[BioSQL-l] BioSQL and ontology "standards".

Thu Dec 4 16:38:05 UTC 2008

Can I just add comment to refocus discussion here: In part its probably
my fault, but I think we're starting to mix two (as I see it) distinct
aspects of ontologies within the BioSQL schema:
Leighton Pritchard wrote:
> On 04/12/2008 15:04, "Peter" <biopython at maubp.freeserve.co.uk> wrote:
>>> With apologies if I'm misinterpreting the tide of discussion, but I would be
>>> disappointed to see a default behaviour of "bung everything under
>>> 'Annotation Tags', typos and all" become a 'standard' of any sort, rather
>>> than a placeholder for future development of ontology-aware Bio* code that
>>> queries and populates BioSQL appropriately.
>> Overall, I agree.  It isn't ideal, but the current ad-hoc "ontology"
>> is useful in that its looseness allows any parsable GenBank file to be
>> imported into the database.
> 
> I think that this may be a matter of perspective: you see an advantage, I
> see an accident waiting to happen ;)
I think this aspect of BioSQL ontology is strictly semantic, and can
probably only be handled when interpreting the data retrieved from a
BioSQL database in specific context. Within a particular type of
datamodel, inconsistencies arise in the free-text derived from flat-file
data records. These inconsistencies (such as typos, synonyms, case
variation, etc) are really aspects to be addressed by data cleaning
prior to insertion into the database. If you don't care about putting
dirty data into a bioSQL database, then you should still be able to do
it, but you should then not expect someone else to connect to the
database and make perfect sense of the data. In particular, don't expect
a program to magically interpret your mis-annotated 'eXons' as coding
regions, for instance, or your disulphide bonds as disulfide (or vice
versa).

The ramification of this is that in practice, clients that ultimately
consume and interpret any kind of BioSQL datastore have to have some
form of robustness built in. This would be in the same way that file
parsers have to cope with the known variations of freetext feature tags
in genbank records.
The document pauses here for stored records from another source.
PR #907, opened 2015-10-16
fbp-generator: Don't include memmap-storage header if not needed

ibriano:
It was being included every time Soletta has support for
memmap-storage, regardless of whether the FBP uses it or not, which
makes generating programs for cross-building problematic.

Also, include errno.h always, as the composed node types generate code
using ENOMEM. Previously it was working because memmap-storage includes
sol-buffer.h, which includes errno.h.


cmarcelo:
+1

PR #912, opened 2015-10-19
JSON unescape of unicode chars to utf-8 was incorrect - v3

otaviobp:
Using sol_util_base16_decode to parse unicode codes when unescaping


otaviobp:
Replaces #903

barbieri:
Well, I'd not do the toupper(), rather change the decode to accept an enum. This way we cover this case of unknown more easily withou writing to memory. For speed sake maybe we keep another implementation for that less common special case.

Also, it seems that the conversion of hex to Unicode may be split into a sol-util function. Eventually other systems need that, such as some rich text or xml. Analougly add the encode version so we can get the hex numbers. Don't add prefixes as those change from one system to another

PR #915, opened 2015-10-19
parser: fix parsing of large integers on i686 systems.

glima:
Our integer packets are set in int32_t for size, but parsing them
involved an intermediary strtol(), which could overflow on our inputs on
32 bit systems. By moving the strtoll() we stay safe on both 64/32-bit
systems.


glima:
By printing the returned values with the target cast done exactly as in this code, we checked that the values are being converted right we solely this code. All other attempts at checking the validity were tricky and spoiling valid results.

Any other argument on not keeping this (direct) approach?

glima:
Merging.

In this situation one assumes that the client at
least understands that particular terms in the biosql annotation really
are freetext feature tags, and that brings us to the other aspect, which
in comparison is much more prosaic.

The aspect that I was talking about is 'structural' consistency rather
than semantic consistency (for want of a better word). For instance, a
bioperl Generic Feature has a 'score' attribute - this should map to the
'score' attribute on a BioPython generic feature, and also to a biojava
score attribute. As far as I understand it (and I may be wrong here),
hierarchical relationships are faithfully preserved when a bio* feature
is persisted in BioSQL - and I'd hope all the attributes were too. This
kind of thing is definitely worth writing down, and even making test
cases against!

Just to duplicate what Hilmar wrote in response to the Bio* binding
comment here:
>>>> ps. on a side issue - have the various Bio* language bindings actually
>>> been specified formally ?  If so - where might I find them ?
>>>
>>
>> I think the answer to that is sadly a no.
>
>
> I agree (with both the sadly and the no). Maybe I have New Years
> resolution coming at me here ...
>
> Indeed though, this needs addressing. I think I was about to start
> something on the wiki and then got sucked elsewhere. If anyone has
> energy to start this, please don't wait - wiki allows account creation
> by anyone.
I guess we (at least Peter, Myself, and anyone else) should get to it
then. At least for the structural mapping betwen biosql terms and
feature structure!

as for the semantic ontology aspect - is there a way that one might tag
a biosql database as using external ontologies ?

Jim